• [TASK]: Word for word, restate the entries below from their first line through the line that contains "### What happened".

• [STUDY MATERIAL]:
--------------------

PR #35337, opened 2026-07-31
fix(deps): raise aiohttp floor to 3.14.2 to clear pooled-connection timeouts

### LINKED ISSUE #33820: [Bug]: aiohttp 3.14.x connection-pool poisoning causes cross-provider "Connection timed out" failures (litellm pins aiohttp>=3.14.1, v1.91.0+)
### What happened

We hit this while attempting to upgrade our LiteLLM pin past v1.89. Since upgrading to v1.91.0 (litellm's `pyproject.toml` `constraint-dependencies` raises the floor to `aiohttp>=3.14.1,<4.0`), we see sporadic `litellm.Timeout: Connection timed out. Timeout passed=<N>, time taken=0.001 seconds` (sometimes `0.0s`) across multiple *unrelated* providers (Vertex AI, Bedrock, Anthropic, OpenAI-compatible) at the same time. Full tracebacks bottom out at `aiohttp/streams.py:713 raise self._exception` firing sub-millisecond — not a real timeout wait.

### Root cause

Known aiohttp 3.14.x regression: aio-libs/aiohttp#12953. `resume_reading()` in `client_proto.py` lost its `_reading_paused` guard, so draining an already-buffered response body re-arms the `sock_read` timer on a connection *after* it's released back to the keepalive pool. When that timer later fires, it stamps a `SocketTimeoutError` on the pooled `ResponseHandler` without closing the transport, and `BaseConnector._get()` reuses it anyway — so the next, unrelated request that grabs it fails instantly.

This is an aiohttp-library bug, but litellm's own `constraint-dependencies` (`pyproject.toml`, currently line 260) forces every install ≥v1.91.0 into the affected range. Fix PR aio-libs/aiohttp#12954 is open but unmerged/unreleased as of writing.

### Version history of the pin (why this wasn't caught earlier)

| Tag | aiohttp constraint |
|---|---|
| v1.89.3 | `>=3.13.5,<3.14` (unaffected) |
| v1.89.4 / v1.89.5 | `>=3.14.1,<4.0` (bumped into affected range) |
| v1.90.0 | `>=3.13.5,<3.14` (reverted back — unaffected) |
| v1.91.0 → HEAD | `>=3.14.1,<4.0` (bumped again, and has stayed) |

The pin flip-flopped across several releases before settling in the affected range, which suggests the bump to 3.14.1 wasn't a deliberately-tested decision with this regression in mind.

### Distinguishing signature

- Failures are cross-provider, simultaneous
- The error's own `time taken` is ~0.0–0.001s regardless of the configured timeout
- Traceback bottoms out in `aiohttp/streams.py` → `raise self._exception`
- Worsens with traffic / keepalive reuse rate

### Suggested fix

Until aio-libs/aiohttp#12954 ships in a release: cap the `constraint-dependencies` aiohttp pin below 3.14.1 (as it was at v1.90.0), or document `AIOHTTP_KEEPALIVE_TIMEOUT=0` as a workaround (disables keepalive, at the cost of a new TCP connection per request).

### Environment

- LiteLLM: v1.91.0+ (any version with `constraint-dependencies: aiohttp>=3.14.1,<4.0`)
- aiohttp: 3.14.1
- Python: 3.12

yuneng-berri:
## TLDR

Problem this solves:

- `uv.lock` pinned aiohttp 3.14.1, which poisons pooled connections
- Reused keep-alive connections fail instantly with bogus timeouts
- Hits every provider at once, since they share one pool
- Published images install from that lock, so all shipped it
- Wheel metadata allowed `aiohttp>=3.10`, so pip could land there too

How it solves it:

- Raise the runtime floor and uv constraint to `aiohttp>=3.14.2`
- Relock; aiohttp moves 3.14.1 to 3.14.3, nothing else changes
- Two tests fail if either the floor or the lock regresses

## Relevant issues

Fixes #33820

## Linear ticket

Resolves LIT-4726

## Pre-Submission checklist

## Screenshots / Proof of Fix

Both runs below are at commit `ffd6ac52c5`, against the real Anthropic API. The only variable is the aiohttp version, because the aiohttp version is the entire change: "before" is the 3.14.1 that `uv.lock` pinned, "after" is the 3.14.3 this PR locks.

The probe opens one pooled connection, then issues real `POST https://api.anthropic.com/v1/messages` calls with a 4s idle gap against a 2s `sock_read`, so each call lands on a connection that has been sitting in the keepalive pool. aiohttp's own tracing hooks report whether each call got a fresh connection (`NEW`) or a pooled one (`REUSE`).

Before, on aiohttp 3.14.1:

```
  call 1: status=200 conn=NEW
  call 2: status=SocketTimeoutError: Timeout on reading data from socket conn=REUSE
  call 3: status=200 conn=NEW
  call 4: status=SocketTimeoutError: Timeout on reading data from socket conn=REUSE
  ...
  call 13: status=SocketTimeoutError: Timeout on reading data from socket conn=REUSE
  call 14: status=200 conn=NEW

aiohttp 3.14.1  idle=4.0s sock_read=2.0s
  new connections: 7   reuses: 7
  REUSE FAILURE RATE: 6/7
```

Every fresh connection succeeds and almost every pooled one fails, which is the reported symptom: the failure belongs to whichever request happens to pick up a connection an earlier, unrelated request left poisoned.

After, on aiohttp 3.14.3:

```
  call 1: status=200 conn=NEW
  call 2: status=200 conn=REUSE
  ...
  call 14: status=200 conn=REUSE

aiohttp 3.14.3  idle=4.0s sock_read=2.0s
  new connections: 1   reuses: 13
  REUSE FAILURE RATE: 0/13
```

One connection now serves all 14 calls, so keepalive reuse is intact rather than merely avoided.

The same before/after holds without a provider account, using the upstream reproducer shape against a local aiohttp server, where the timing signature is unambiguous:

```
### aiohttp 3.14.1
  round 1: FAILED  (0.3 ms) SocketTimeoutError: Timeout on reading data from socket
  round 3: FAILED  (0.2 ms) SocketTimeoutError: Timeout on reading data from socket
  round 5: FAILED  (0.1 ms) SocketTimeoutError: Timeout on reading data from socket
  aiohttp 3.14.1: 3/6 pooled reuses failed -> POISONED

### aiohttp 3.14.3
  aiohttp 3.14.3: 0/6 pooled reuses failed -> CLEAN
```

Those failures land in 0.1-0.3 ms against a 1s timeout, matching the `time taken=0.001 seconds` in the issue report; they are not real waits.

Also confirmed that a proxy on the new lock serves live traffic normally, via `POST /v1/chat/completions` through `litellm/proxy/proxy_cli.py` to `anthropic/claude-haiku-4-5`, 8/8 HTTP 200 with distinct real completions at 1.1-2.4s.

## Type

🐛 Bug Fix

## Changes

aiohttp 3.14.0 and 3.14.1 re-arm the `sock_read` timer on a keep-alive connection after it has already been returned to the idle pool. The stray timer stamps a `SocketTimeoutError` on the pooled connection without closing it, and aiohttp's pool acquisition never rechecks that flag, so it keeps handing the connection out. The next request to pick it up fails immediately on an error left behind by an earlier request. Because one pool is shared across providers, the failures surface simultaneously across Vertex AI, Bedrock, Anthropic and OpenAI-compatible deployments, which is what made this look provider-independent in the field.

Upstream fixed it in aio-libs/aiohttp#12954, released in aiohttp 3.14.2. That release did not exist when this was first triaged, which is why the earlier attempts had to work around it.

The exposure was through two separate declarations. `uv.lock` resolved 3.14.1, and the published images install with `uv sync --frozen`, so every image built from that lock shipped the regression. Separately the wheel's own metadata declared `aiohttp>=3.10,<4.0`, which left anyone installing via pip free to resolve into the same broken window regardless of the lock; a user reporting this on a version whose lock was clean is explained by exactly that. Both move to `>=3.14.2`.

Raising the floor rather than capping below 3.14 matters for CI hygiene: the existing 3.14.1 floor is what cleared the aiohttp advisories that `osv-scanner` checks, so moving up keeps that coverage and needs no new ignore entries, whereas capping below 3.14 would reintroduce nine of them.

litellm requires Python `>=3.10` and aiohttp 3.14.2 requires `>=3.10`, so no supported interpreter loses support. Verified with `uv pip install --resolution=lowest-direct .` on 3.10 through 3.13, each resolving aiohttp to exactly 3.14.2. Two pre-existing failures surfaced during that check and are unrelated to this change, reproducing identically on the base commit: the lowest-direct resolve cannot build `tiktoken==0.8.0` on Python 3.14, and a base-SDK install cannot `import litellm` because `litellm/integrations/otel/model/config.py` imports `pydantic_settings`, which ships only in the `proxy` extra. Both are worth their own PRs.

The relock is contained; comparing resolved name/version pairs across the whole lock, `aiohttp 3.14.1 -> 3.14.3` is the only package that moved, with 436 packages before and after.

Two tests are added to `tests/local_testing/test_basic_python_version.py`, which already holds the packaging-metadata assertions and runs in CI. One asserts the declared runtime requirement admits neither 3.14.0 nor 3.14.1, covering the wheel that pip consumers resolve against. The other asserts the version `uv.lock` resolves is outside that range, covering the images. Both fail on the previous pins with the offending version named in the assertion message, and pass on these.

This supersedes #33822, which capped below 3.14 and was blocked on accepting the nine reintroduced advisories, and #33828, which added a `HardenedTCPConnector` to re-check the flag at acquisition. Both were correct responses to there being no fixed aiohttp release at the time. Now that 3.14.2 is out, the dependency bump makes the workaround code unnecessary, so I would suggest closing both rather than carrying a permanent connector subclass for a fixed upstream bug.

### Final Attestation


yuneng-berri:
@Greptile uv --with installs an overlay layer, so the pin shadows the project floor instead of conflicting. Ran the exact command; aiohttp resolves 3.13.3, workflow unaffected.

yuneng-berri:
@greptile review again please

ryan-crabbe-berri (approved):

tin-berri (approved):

--------------------

• [SOLUTION]:
PR #35337, opened 2026-07-31
fix(deps): raise aiohttp floor to 3.14.2 to clear pooled-connection timeouts

### LINKED ISSUE #33820: [Bug]: aiohttp 3.14.x connection-pool poisoning causes cross-provider "Connection timed out" failures (litellm pins aiohttp>=3.14.1, v1.91.0+)
### What happened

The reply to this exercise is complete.